Please copy out each line of the entries in which "self" appears.

START EXERCISE DATA

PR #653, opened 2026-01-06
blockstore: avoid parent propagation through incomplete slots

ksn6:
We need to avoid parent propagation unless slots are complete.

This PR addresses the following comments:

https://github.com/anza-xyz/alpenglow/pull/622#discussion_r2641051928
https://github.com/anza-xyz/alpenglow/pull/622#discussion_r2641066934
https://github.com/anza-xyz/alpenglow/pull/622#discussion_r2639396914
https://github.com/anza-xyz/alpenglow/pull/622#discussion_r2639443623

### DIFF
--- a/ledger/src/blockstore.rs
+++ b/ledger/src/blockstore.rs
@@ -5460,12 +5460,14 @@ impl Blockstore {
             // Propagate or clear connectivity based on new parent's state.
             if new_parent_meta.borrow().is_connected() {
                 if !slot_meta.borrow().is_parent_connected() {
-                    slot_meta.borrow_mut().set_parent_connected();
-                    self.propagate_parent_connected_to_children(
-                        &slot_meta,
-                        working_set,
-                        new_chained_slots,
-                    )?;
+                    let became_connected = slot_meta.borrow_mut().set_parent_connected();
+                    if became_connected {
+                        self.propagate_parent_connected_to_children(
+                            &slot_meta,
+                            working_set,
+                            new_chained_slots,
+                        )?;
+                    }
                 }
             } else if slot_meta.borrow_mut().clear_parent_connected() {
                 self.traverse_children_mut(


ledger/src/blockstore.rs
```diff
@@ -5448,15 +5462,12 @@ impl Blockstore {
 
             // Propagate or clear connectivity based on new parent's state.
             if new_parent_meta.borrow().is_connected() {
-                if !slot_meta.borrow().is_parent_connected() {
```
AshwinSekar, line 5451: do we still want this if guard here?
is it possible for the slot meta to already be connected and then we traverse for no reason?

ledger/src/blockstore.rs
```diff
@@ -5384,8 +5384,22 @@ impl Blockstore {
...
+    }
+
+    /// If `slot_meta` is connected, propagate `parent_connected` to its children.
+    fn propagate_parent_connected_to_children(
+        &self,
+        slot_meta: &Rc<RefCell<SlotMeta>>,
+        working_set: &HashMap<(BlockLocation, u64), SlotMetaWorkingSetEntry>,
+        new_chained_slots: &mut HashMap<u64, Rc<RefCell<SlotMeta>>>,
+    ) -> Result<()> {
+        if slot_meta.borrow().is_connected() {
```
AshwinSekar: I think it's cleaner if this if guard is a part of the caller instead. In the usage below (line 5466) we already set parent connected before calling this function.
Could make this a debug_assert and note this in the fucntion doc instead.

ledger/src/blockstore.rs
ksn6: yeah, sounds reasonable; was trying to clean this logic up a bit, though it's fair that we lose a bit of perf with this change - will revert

END EXERCISE DATA

# EXPECTED ANSWER
-                    self.propagate_parent_connected_to_children(
+                        self.propagate_parent_connected_to_children(
                 self.traverse_children_mut(
+        &self,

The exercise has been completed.